PR #4926, opened 2023-01-10
Fix assert when bool field in nested struct during init list casting

tex3d:
The scenario:
- Empty struct field in MyStruct2 causes init list cast path in CodeGen
- DXASSERT that the value type matches the ConvertType for the bool
- value type is i32 based on field in MyStruct from RecordLayout
- ConvertType for bool is i1, while ConvertTypeForMem will be i32.

The assert should instead check both ConvertType and ConvertTypeForMem.


llvm-beanz (approved):
LGTM

PR #4928, opened 2023-01-11
Add HlslDataDir parameter back to execution tests

hekota:
This parameter was removed when the execution tests were split into a separate dll from clang-hlsl-tests.dll. When the tests are run on the same machine that they were built on this parameter is not needed. However, for ARM64 the tests are running on a different machine and the infrastructure is using hct scripts and HLSL environment variables, so the build machine defaults do not work here.


llvm-beanz (approved):
LGTM

PR #4929, opened 2023-01-11
PIX: dxcpdbutils: Don't set default entry name in lib case

jeffnn:
In the lib case, m_EntryPoint will be non-null but empty, but shouldn't be set anyway. 
(Also, not clearing m_EntryPoint first can result in an assert in CComPtr that the poiner is non-null, and then the pointer is overwritten, resulting in a small memory leak.)

### DIFF
--- a/tools/clang/tools/dxcompiler/dxcpdbutils.cpp
+++ b/tools/clang/tools/dxcompiler/dxcpdbutils.cpp
@@ -958,10 +958,13 @@ public:
   HRESULT SetEntryPointToDefaultIfEmpty() {
     // Entry point might have been omitted. Set it to main by default.
     // Don't set entry point if this instance is non-debug DXIL and has no arguments at all.
-    // TODO: Check to see that this DxilContainer is not a library before setting the entry point.
     if ((!m_EntryPoint || m_EntryPoint->GetStringLength() == 0) && !m_ArgPairs.empty()) {
-      m_EntryPoint = nullptr;
-      IFR(Utf8ToBlobWide("main", &m_EntryPoint));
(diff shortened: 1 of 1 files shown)


tools/clang/tools/dxcompiler/dxcpdbutils.cpp
```diff
@@ -958,9 +958,13 @@ struct DxcPdbUtils : public IDxcPdbUtils2
   HRESULT SetEntryPointToDefaultIfEmpty() {
     // Entry point might have been omitted. Set it to main by default.
     // Don't set entry point if this instance is non-debug DXIL and has no arguments at all.
-    // TODO: Check to see that this DxilContainer is not a library before setting the entry point.
     if ((!m_EntryPoint || m_EntryPoint->GetStringLength() == 0) && !m_ArgPairs.empty()) {
-      IFR(Utf8ToBlobWide("main", &m_EntryPoint));
+      // Don't set the name if the target is a lib
+      if (m_TargetProfile->GetStringLength() < 3 ||
```
adam-yang, line 963: We should probably also check `m_TargetProfile` is nullptr. The code around here is a bit messy and it's not clear what m_TargetProfile would be in every code path. I think it'd be best to do:
```
if (!m_TargetProfile ||
    m_TargetProfile->GetStringLength() < 3 ||
    0 != wcsncmp(m_TargetProfile->GetStringPointer(), L"lib", 3)
```

jeffnn: Good point. Will do.

adam-yang (approved):
LGTM!

PR #4935, opened 2023-01-12
spir-v: fix missing typecast on HLSL21 ternary

Keenuts:
In the AST, the type of the ternary in the case `i < 10 ? 1 : 0` is `literal int`.

In the cast logic, we had a check saying "if it's a literal, ignore the sign for now". Then a pass would determine the correct SPIR-V sign depending on the variable the literal was stored to.

When introducing HLSL-2021, short-circuiting was allowed. This means we have to evaluate only the valid side of the ternary. This was done using a temporary register, storing the branch evaluation result.

So instead of having:
`literal -> result variable (sign=U)`
we had:
`literal -> tmp variable (sign=?) -> result variable (sign=U)`

In the first case, we could generate the load correctly, as we had the sign of the variable. In the second one, we could not, because the tmp variable sign was unknown.

Now, why cannot we know the variable sign? because the AST type is 'literal int', and has no sign information. Adding more complexity to the pass determining types could solve it, but doesn't seem like good solution. After all, the AST tells us when to add a cast! So we should simply follow the AST, and generate the cast when asked to.

This is not a perfect fix. I believe a good fix should be to remove this 'literal int' type, and keep sign information, like clang is doing today, but it would impact the DXIL side.


repro.hlsl
```diff
@@ -0,0 +1,4 @@
+[numthreads(8, 8, 1)] void main(uint2 threadId : SV_DispatchThreadID) {
```
vettoreldaniele, line 1: Can you remove these repro files?

tools/clang/lib/SPIRV/AstTypeProbe.cpp
```diff
@@ -735,13 +730,30 @@ bool isSameScalarOrVecType(QualType type1, QualType type2) {
...
+  do { // Vector types
     QualType elemType1 = {}, elemType2 = {};
     uint32_t count1 = {}, count2 = {};
-    if (isVectorType(type1, &elemType1, &count1) &&
-        isVectorType(type2, &elemType2, &count2))
-      return count1 == count2 && canTreatAsSameScalarType(elemType1, elemType2);
-  }
+    if (!isVectorType(type1, &elemType1, &count1) ||
+        !isVectorType(type2, &elemType2, &count2))
+      break;
```
vettoreldaniele, line 738: Can you remove the `do { ... } while (false);` and replace the `break` with `return false` instead?

vettoreldaniele (changes requested):

repro.hlsl
Keenuts: Oh yes, sorry!

tools/clang/lib/SPIRV/AstTypeProbe.cpp
Keenuts: Yes, that's better!

tools/clang/lib/SPIRV/AstTypeProbe.cpp
```diff
@@ -569,11 +569,6 @@ bool canTreatAsSameScalarType(QualType type1, QualType type2) {
           type2->isFloatingType()) ||
          (type2->isSpecificBuiltinType(BuiltinType::LitFloat) &&
           type1->isFloatingType()) ||
-         // Treat 'literal int' and 'int'/'uint' as the same
```
vettoreldaniele, line 572: I'm curious why this was deleted - from what I understand this affects more than just this case?

Keenuts: Yes it does, that's why I had to patch the template code, but what I believe is worst case we generate more instructions, but at least they are correct.
But yes, it could break other paths.
I don't believe this is the best solution, but fixing the AST seems more complex/risky and impacts DXIL.
(https://github.com/microsoft/DirectXShaderCompiler/issues/4727#issuecomment-1373638890)

The internal test suite is still running on this one, but so far looks good.

Keenuts: All tests are green on our end.

vettoreldaniele (approved):

Keenuts:
rebasing on main, hoping to relaunch the 2 stuck presubmits.

Keenuts:
Arf, pushed an old version..

Keenuts:
rebased on main.

Keenuts:
@llvm-beanz looks like azure pipelines are failing at the "update deps" level.

llvm-beanz:
I’ve kicked the failed checks to re-run. That looked like a network issue on the Azure VMs. I don’t know if there are special permissions required to re-run checks (@hekota would know).

When I click the `details` link on a build that had failing steps there’s a button on the right hand side to “Re-run checks” which allows you to re-run either all checks or just the failing ones.

PR #4937, opened 2023-01-12
PIX: Educate type system about samplers and resources, base classes

jeffnn:
These fixes were the result of a single shader from a well-known game engine, all of which resulted in mismatched offsets between PIX's offsets-into-fake-allocas and the offsets into aggregates for dbg.value statements.
-Base class sizes weren't being added to derived classes
-Samplers+Resources weren't being given any size at all
-Raygen payloads (referred to by pointer) were triggering an assert
Added a new set of tests for the type system to exercise these.

### DIFF
--- a/lib/DxilDia/DxilDiaSymbolManager.cpp
+++ b/lib/DxilDia/DxilDiaSymbolManager.cpp
@@ -1558,10 +1558,6 @@ HRESULT dxil_dia::hlsl_symbols::SymbolManagerInit::CreateCompositeType(DWORD dwP
     return S_OK;
   };
 
-      if (CT->getTag() == llvm::dwarf::DW_TAG_structure_type &&
-      CT->getName() == "SamplerState") {
-    CT->getName();
-  }
   IFR(AddType<symbol_factory::UDT>(dwParentID, CT, pNewTypeID, CT->getAlignInBits(), CT, LazyName));
 
   TypeInfo *udtTI;
--- a/lib/DxilDia/DxilDiaSymbolManager.cpp
+++ b/lib/DxilDia/DxilDiaSymbolManager.cpp
@@ -607,6 +607,7 @@ public:
     void Embed(const TypeInfo &TI);
 
     void AddBasicType(llvm::DIBasicType *BT);
+    void PrependBaseClassSize(uint64_t baseSize);
 
   private:
     DWORD m_dwTypeID;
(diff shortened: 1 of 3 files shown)


lib/DxilDia/DxilDiaSymbolManager.cpp
```diff
@@ -1529,13 +1563,30 @@ HRESULT dxil_dia::hlsl_symbols::SymbolManagerInit::CreateCompositeType(DWORD dwP
...
+  if (CT->getElements().size() == 0) {
+    // "Resources" (textures, samplers, etc.) are composite types without any elements,
+    // but they do have a size.
+    udtTI->AppendSize(CT->getSizeInBits());
+  } else {
+    for (llvm::DINode *N : CT->getElements()) {
+      if (auto *Field = llvm::dyn_cast<llvm::DIType>(N)) {
+        DWORD dwUnusedFieldID;
+        if (Field->getName() == "MaterialTextureBilinearWrapedSampler") {
+          Field->getName();
```
adam-yang, line 1575: Is this test code?

lib/DxilDia/DxilDiaSymbolManager.cpp
```diff
@@ -1529,13 +1563,30 @@ HRESULT dxil_dia::hlsl_symbols::SymbolManagerInit::CreateCompositeType(DWORD dwP
...
+        }
+        IFR(CreateType(Field, &dwUnusedFieldID));
+        if (Field->getTag() == llvm::dwarf::DW_TAG_inheritance) {
+          // The base class is a type of its own, so will have contributed to
+          // its own TypeInfo. But we still need to remember the size that it
+          // contributed to this type:
+          auto *DerivedType = llvm::dyn_cast<llvm::DIDerivedType>(Field);
```
adam-yang, line 1582: If we expect this cast to work, we should just use llvm::cast. This way if it fails it'll be a llvm fatal error instead of an AV.

jeffnn: Looks like the base class always has to be DIDerivedType, so yes that should always work. Changed.

lib/DxilDia/DxilDiaSymbolManager.cpp
jeffnn: Eagle eyes!

PR #4903, opened 2022-12-23
PIX: Account for alignment when computing member offset

jeffnn:
This has been a long-standing issue for PIX. Certain structs (with e.g., embedded arrays of structs) don't pay attention to their alignment requirements.

PR #4942, opened 2023-01-13
PIX: Account for alignment when computing member offset (#4903)

jeffnn:
* Account for alignment

* Use llvm::RoundUpToAlignment


jeffnn:
Merged into one PR

PR #4945, opened 2023-01-14
Added a workaround for PDBs with empty defines.

adam-yang:
PDBs compiled with /D "" results in an empty define in the PDB/debug DXIL, which causes IDxcPdbUtils to crash when reading the defines. This change does not fix the empty define, just makes IDxcPdbUtils not crash when reading PDBs like this.

The test consists of a compiled DXIL with embedded debug with an empty define. If we decide to fix the empty define later, this test would continue to test for regression.


tex3d (approved):
I think it would also be good to prevent the argument from creating an empty define in the first place in DXC.

jeffnn (approved):
Great! I'll borrow that shader to test PIX end-to-end as well.

PR #4955, opened 2023-01-19
hlsl, spirv: allow use of ffinit-math-only

### LINKED ISSUE #4954: [SPIR-V] Difficulties with NMin/NMax and lack of `-ffinite-math-only`
Commit 2a0833a (@sudonatalie for visibility) introduced `OpNMin` and `OpNMax` to translate HLSL's `min`/`max` according to the specification. I generally appreciate compiler correctness over performance but in this case it not only introduces a lot of extra dynamic branching in the GLSL backend of SPIRV-Cross but it also exposed a bug in one of our third-party platform compilers which we don't have source access to.

With this ticket I merely want to ask if we can consider resurrecting Clang compiler options like `-ffinite-math-only` to have an option to prefer performance and stability over correctness. I'm sure there are cases were the correct behavior of `min`/`max` with `NaN` are necessary, but in our case, it also causes stability issues.

My proposal for the intrinsics in question at [SpirvEmitter.cpp#L8613](https://github.com/microsoft/DirectXShaderCompiler/blob/bef540d360d5b737c83678ffde572820d1e12ec4/tools/clang/lib/SPIRV/SpirvEmitter.cpp#L8613) would look like this:
```cpp
  case hlsl::IntrinsicOp::IOP_min: {
    glslOpcode = isFloatType
                     ? (getCompilerInstance().getLangOpts().FiniteMathOnly // FMin if '-ffinite-math-only'
                            ? GLSLstd450::GLSLstd450FMin
                            : GLSLstd450::GLSLstd450NMin)
                 : isSintType ? GLSLstd450::GLSLstd450SMin
                              : GLSLstd450::GLSLstd450UMin;
    retVal = processIntrinsicUsingGLSLInst(callExpr, glslOpcode, true, srcLoc,
                                           srcRange);
    break;
  }
// same for IOP_Max
```
Thanks for considering and kind regards

Laura

Keenuts:
This options should match GCC's & Clang's behavior:

From GCC documention:
```
Allow optimizations for floating-point arithmetic that assume that arguments and results are not NaNs or +-Infs.

This option is not turned on by any -O option since it can result in incorrect output for programs that depend on an exact implementation of IEEE or ISO rules/specifications for math functions. It may, however, yield faster code for programs that do not require the guarantees of these specifications.

The default is -fno-finite-math-only.
```

This commit allows the flag to be used again, and makes SPIR-V min/max intrinsics use FMin/FMax instead of NMin/NMax when enabled.

Fixes #4954

### DIFF
--- a/include/dxc/Support/HLSLOptions.h
+++ b/include/dxc/Support/HLSLOptions.h
@@ -165,7 +165,7 @@ public:
   bool EnableDX9CompatMode = false;     // OPT_Gec
   bool EnableFXCCompatMode = false;     // internal flag
   LangStd HLSLVersion = LangStd::vUnset; // OPT_hlsl_version (2015-2021)
-  bool Enable16BitTypes = false;         // OPT_enable_16bit_types
+  bool Enable16BitTypes = false; // OPT_enable_16bit_types
   bool OptDump = false; // OPT_ODump - dump optimizer commands
   bool OutputWarnings = true; // OPT_no_warnings
   bool ShowHelp = false;  // OPT_help
--- a/include/dxc/Support/HLSLOptions.h
+++ b/include/dxc/Support/HLSLOptions.h
@@ -165,7 +165,7 @@ public:
   bool EnableDX9CompatMode = false;     // OPT_Gec
   bool EnableFXCCompatMode = false;     // internal flag
   LangStd HLSLVersion = LangStd::vUnset; // OPT_hlsl_version (2015-2021)
-  bool Enable16BitTypes = false; // OPT_enable_16bit_types
+  bool Enable16BitTypes = false;         // OPT_enable_16bit_types
   bool OptDump = false; // OPT_ODump - dump optimizer commands
   bool OutputWarnings = true; // OPT_no_warnings
   bool ShowHelp = false;  // OPT_help
--- a/include/dxc/Support/HLSLOptions.h
+++ b/include/dxc/Support/HLSLOptions.h
@@ -166,7 +166,6 @@ public:
   bool EnableFXCCompatMode = false;     // internal flag
   LangStd HLSLVersion = LangStd::vUnset; // OPT_hlsl_version (2015-2021)
   bool Enable16BitTypes = false; // OPT_enable_16bit_types
-  bool FiniteMathOnly = false;   // finite_math_only
   bool OptDump = false; // OPT_ODump - dump optimizer commands
   bool OutputWarnings = true; // OPT_no_warnings
   bool ShowHelp = false;  // OPT_help
--- a/include/dxc/Support/HLSLOptions.h
+++ b/include/dxc/Support/HLSLOptions.h
@@ -166,6 +166,7 @@ public:
   bool EnableFXCCompatMode = false;     // internal flag
   LangStd HLSLVersion = LangStd::vUnset; // OPT_hlsl_version (2015-2021)
   bool Enable16BitTypes = false; // OPT_enable_16bit_types
+  bool FiniteMathOnly = false;   // finite_math_only
   bool OptDump = false; // OPT_ODump - dump optimizer commands
   bool OutputWarnings = true; // OPT_no_warnings
   bool ShowHelp = false;  // OPT_help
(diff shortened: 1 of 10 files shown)


vettoreldaniele (commented):
Can we document this behavior in the SPIR-V wiki? At least to keep track of what this option does and what it does not (yet). I'm assuming there are more optimizations that can be enabled through that flag's assumption.

include/dxc/Support/HLSLOptions.td
```diff
@@ -143,8 +143,10 @@ def fno_associative_math : Flag<["-"], "fno-associative-math">, Group<hlsloptz_G
 //  Flag<["-"], "freciprocal-math">, Group<hlsloptz_Group>, Flags<[CoreOption]>,
 //  HelpText<"Allow division operations to be reassociated">;
 def fno_reciprocal_math : Flag<["-"], "fno-reciprocal-math">, Group<hlsloptz_Group>;
-def ffinite_math_only : Flag<["-"], "ffinite-math-only">, Group<hlsloptz_Group>, Flags<[CoreOption]>;
-def fno_finite_math_only : Flag<["-"], "fno-finite-math-only">, Group<hlsloptz_Group>;
+def ffinite_math_only: Flag<["-"], "ffinite-math-only">, Group<hlsloptz_Group>, Flags<[CoreOption]>,
+  HelpText<"Allow optimization for floating-point arithmetic that assume that arguments and results are not NaNs or +-Infs.">;
```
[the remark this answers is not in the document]
Keenuts: > Can we document this behavior in the SPIR-V wiki? At least to keep track of what this option does and what it does not (yet). I'm assuming there are more optimizations that can be enabled through that flag's assumption.

That's a good point, adding this.

vettoreldaniele (commented):
LGTM but please wait for somebody on Microsoft's side.

Keenuts:
just rebased on main, to unblock bots that were failing the last time.

Keenuts:
Hello @llvm-beanz, would you have some time to review this new option?

lib/DxcSupport/HLSLOptions.cpp
```diff
@@ -731,6 +731,8 @@ int ReadDxcOpts(const OptTable *optionTable, unsigned flagsToInclude,
   else
     opts.OptLevel = 3;
   opts.OptDump = Args.hasFlag(OPT_Odump, OPT_INVALID, false);
+  opts.FiniteMathOnly =
+      Args.hasFlag(OPT_ffinite_math_only, OPT_fno_finite_math_only, false);
```
llvm-beanz, line 735: Can we instead set this value right into the SpirvOptions so that we don't need a separate bool in the HLSLOptions?

llvm-beanz (commented):
One minor suggestion to simplify the code, but looks good to me.

lib/DxcSupport/HLSLOptions.cpp
Keenuts: The idea was have this option higher-up, as it could impact both SPIRV and DXIL codegen, in case you'd also want to bring some optimizations depending on this flag. (like the general optimization level flag which impacts both backends)
Let me know if you prefer for this option to be spirv only.

llvm-beanz: We already handle this option for DXIL. All flags marked `CoreOption` are identical matches to clang flags and we handle them by passing the flag into Clang's option parsing (search for `CopyArgsToWStrings`).

We don't need any special handling for the option for DXIL.

An alternate approach SPIR-V could take would be to read the flag values out of the Clang Language Options. The parsing code today does store the value into LangOpts so it is probably already available without additional handling.

Keenuts: Ahh I see, completely missed that! Thanks for the explanation!

include/dxc/Support/HLSLOptions.h
```diff
@@ -165,7 +165,7 @@ class DxcOpts {
   bool EnableDX9CompatMode = false;     // OPT_Gec
   bool EnableFXCCompatMode = false;     // internal flag
   LangStd HLSLVersion = LangStd::vUnset; // OPT_hlsl_version (2015-2021)
-  bool Enable16BitTypes = false; // OPT_enable_16bit_types
+  bool Enable16BitTypes = false;         // OPT_enable_16bit_types
```
llvm-beanz, line 168: While I think the formatting change here is a strict improvement, maybe leave it out for this commit since it is unrelated.

llvm-beanz (commented):
One nit, otherwise looks good to me.

llvm-beanz (approved):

——

WHAT THIS TASK INVOLVES: In the records above, some lines hold the word "hasFlag". Say how many, and nothing more.

ANSWER FOR THIS EXERCISE: 2